Mr Bayne said discussions from mid-last year with shire staff about potential five-or-seven-year leases “came to nothing”, despite an implied resolve by the council to have a lessee in place by February or March.

“The whole process just dragged on and even now they haven’t come up with a winner,” he said.

“We certainly have not been kept informed. They didn’t return our emails.”

Mr Bayne said he was told on 5 June the tender process was “in no man’s land” and that he may be offered a three-to-five-year lease. He then sought a five to seven-year lease.

But nothing was settled and, even as late as 10 June, he said he was being asked if he would consider a month-to-month tenancy from 30 June. “I said, ‘put it in an email please’, but they never did. I didn’t hear anything. No one contacted us.”

Mr Bayne said the business was “going well” but lingering uncertainty over a new lease coupled with COVID-19 restrictions made planning for events difficult.

“We lost a lot of forward bookings. Weddings were starting to flow but they take a long time to plan and we lacked certainty.”

Now the business into which he says he has sunk up to $200,000 since November 2013 is “not worth a cent”.

“It’s just folded; fallen apart,” he said. “We are trying to sell stuff to recover some of the costs.”

The five staff – up to 15 for special events – are looking for work.
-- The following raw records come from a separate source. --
PR #224, opened 2016-03-08
Use luarocks native build on rockspec

### LINKED ISSUE #223: Can't create 32-bit build
neovim build system downloads a bunch of dependencies, including a number of luarocks modules required during the build process such as lpeg and a client library based on libuv that now uses luv as the backend(instead of a simple libuv binding module).

The problem is that luv.so is always built as a 64-bit library, even when doing 32-bit builds with both CFLAGS and LDFLAGS set to -m32. Normally we can force luarocks to install 32-bit modules by passing `gcc -m32` as `CC` and `LD`, but this seems to be failing with luv

I also tried to build from luv source tree:

```
mkdir build
cd build
CC='gcc -m32' LD='gcc -m32' cmake ..
```

which fails with:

“We have endeavoured to provide a lovely restaurant and wedding function facility for all in the local community and abroad, Mr Bayne said.

“It appears that Sunday 28 June will be our last day although they haven’t officially advised us of that yet. Left hanging yet again right to the very end.”

On Friday (3 July) the shire’s property manager Nathan Kearsley said: “The former tenant departed after the expiration of the lease on 30 June.

“The shire recently conducted an expression of interest for the operation of the Village precinct at the Briars in line with the vision of the Briars master plan. Council will soon be considering the outcome of this process, including short and long term options for the restaurant and the broader precinct.”